▶ **What you are asked to do**: Search the records below for "year" and copy every line it turns up in.

▶ **Materials provided**:
[Start of section]
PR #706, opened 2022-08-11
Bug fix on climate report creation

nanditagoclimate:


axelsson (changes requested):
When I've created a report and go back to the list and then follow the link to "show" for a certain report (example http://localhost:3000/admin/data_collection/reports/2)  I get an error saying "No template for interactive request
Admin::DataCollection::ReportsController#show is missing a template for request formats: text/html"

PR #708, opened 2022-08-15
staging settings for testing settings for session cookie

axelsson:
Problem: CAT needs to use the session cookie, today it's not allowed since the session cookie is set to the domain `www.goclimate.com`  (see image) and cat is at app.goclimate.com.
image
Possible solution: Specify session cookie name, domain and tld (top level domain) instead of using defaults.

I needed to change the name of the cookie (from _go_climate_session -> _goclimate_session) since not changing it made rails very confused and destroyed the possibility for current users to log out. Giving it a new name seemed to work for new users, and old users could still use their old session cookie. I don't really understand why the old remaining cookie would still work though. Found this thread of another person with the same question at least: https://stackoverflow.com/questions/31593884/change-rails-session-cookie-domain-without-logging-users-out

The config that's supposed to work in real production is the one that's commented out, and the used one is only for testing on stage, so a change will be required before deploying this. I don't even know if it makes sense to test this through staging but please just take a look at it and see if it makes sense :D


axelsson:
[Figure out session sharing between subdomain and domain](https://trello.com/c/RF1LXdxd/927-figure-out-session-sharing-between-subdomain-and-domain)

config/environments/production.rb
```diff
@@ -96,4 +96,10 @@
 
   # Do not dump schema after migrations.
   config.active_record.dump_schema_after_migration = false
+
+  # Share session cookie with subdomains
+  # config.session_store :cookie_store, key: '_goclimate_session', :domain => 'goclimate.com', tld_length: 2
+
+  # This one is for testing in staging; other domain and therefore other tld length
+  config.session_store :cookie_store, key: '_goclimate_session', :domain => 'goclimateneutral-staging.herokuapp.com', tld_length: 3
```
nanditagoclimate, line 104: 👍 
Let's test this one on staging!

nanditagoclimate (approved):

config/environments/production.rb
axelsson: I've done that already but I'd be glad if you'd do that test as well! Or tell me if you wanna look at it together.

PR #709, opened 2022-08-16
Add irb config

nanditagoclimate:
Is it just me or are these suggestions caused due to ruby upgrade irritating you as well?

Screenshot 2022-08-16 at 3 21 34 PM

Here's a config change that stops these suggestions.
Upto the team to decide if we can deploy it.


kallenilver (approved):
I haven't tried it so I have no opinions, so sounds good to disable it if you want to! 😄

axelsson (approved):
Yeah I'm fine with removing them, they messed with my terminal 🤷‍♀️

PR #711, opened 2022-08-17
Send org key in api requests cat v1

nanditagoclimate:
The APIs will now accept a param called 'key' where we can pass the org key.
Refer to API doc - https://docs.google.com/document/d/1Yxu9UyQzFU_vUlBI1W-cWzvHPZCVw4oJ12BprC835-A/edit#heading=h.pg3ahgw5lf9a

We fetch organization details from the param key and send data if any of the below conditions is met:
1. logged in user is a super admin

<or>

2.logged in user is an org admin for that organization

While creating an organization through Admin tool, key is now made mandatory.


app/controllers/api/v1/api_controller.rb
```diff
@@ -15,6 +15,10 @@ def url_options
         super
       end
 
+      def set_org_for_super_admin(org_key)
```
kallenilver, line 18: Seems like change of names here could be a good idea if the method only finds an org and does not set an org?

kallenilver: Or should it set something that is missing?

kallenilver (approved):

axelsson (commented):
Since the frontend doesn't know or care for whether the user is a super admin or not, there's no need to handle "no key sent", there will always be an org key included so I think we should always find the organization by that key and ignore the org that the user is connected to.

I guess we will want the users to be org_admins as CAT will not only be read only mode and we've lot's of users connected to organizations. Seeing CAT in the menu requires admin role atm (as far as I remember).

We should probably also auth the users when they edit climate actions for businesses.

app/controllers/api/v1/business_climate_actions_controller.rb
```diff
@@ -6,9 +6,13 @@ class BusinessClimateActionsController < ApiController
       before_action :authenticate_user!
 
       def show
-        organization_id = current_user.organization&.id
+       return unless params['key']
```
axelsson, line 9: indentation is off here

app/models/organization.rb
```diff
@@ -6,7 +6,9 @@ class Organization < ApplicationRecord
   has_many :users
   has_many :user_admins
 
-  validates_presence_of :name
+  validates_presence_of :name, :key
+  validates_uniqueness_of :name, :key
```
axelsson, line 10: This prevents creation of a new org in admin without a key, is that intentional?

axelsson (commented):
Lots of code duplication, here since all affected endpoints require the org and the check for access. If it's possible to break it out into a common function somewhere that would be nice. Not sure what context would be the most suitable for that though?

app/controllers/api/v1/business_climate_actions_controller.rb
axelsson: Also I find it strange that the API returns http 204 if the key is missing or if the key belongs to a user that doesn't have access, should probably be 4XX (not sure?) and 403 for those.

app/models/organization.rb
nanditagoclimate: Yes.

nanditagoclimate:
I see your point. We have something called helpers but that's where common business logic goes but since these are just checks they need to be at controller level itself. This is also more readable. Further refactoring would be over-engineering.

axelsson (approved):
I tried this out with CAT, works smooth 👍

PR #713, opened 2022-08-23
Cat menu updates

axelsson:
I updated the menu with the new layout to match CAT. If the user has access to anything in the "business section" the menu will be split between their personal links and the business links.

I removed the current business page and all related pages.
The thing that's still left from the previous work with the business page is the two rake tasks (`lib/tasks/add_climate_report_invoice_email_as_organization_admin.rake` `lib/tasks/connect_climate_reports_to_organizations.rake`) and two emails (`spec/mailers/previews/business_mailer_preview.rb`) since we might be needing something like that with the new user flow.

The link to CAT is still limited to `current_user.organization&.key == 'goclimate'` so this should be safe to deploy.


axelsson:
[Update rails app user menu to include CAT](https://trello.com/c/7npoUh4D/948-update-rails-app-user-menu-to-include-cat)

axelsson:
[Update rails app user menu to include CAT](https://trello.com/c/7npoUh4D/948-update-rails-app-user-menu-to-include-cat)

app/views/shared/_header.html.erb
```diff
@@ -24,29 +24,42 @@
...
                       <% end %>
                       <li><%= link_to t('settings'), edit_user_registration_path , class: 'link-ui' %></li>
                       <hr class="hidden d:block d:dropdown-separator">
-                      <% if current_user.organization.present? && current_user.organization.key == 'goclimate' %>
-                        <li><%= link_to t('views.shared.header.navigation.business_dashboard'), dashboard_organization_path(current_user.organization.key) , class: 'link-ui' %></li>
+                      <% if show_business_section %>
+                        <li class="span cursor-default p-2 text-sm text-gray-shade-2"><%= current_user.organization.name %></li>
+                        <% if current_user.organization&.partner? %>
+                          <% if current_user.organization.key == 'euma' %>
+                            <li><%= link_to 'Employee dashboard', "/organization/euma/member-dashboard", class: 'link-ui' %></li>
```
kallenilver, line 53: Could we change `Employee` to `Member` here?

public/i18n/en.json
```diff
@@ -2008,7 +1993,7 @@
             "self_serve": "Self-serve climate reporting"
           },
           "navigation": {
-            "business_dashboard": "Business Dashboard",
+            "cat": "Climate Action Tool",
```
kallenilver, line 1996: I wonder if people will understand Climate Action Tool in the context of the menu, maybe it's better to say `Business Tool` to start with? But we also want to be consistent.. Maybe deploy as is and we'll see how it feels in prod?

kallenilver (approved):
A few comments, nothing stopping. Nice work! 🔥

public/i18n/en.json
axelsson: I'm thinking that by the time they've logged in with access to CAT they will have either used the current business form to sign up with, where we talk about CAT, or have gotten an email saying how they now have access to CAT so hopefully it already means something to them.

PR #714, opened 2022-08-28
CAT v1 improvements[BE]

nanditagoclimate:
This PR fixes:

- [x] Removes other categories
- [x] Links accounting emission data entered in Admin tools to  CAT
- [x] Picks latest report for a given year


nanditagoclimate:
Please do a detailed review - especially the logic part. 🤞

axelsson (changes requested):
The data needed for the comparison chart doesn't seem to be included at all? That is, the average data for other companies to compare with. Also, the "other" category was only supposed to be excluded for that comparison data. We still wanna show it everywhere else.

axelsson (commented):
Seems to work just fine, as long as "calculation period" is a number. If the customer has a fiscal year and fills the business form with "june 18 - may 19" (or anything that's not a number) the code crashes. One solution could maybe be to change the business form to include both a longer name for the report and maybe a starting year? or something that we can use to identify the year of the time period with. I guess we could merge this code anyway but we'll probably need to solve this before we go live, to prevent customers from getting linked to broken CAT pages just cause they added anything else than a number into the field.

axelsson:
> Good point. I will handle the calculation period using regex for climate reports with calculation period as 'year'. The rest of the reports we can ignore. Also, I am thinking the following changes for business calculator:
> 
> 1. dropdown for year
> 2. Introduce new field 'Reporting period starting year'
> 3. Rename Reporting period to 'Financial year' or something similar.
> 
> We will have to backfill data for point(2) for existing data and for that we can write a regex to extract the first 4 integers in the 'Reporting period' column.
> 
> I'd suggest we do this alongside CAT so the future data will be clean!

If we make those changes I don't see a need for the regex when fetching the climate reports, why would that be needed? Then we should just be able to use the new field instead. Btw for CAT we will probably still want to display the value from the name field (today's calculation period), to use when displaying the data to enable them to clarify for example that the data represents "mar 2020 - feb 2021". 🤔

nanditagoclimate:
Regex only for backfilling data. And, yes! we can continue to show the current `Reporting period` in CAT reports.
[End of section]
▶ **Expected answer**:
- [x] Picks latest report for a given year
Seems to work just fine, as long as "calculation period" is a number. If the customer has a fiscal year and fills the business form with "june 18 - may 19" (or anything that's not a number) the code crashes. One solution could maybe be to change the business form to include both a longer name for the report and maybe a starting year? or something that we can use to identify the year of the time period with. I guess we could merge this code anyway but we'll probably need to solve this before we go live, to prevent customers from getting linked to broken CAT pages just cause they added anything else than a number into the field.
> Good point. I will handle the calculation period using regex for climate reports with calculation period as 'year'. The rest of the reports we can ignore. Also, I am thinking the following changes for business calculator:
> 1. dropdown for year
> 2. Introduce new field 'Reporting period starting year'
> 3. Rename Reporting period to 'Financial year' or something similar.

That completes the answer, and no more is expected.